-- MATERIAL SUPPLIED follows --

PR #417, opened 2020-07-27
make section xrefs in tables more concise and consistent (editorial)

royfielding:
did I mention that I hate line breaks in text table crossrefs?

This makes the text format much better, but the html output is worse because the stylesheet isn't padding cells. I am hoping that would be a simple fix.

### DIFF
--- a/draft-ietf-httpbis-semantics-latest.xml
+++ b/draft-ietf-httpbis-semantics-latest.xml
@@ -256,55 +256,55 @@
     <tr>
       <th>Title</th>
       <th>Reference</th>
-      <th>Changes</th>
+      <th>See</th>
     </tr>
   </thead>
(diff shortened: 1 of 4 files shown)


reschke:
Hm.

I'm not convinced that we should optimize for the text output.

I can revise the table padding, but need to be careful with that.

reschke:
Yes, it needs to come out right with xml2rfc's HTML output.

reschke:
@royfielding - https://github.com/reschke/xml2rfc/commit/6e0313585f451aa21615b90e3cd203cb82ae0a97

royfielding:
I was thinking about this last night and realized that "See" as a column heading might offend someone. I will try changing that to "Ref."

-- MATERIAL SUPPLIED concluded --

▸ **ACTIVITY**: Write out exactly each line of the entries, starting at the one containing "<th>Reference</th>" and finishing with the last line.

▸ **ANSWER AREA**:
       <th>Reference</th>
-      <th>Changes</th>
+      <th>See</th>
     </tr>
   </thead>
(diff shortened: 1 of 4 files shown)


reschke:
Hm.

I'm not convinced that we should optimize for the text output.

I can revise the table padding, but need to be careful with that.

reschke:
Yes, it needs to come out right with xml2rfc's HTML output.

reschke:
@royfielding - https://github.com/reschke/xml2rfc/commit/6e0313585f451aa21615b90e3cd203cb82ae0a97

royfielding:
I was thinking about this last night and realized that "See" as a column heading might offend someone. I will try changing that to "Ref."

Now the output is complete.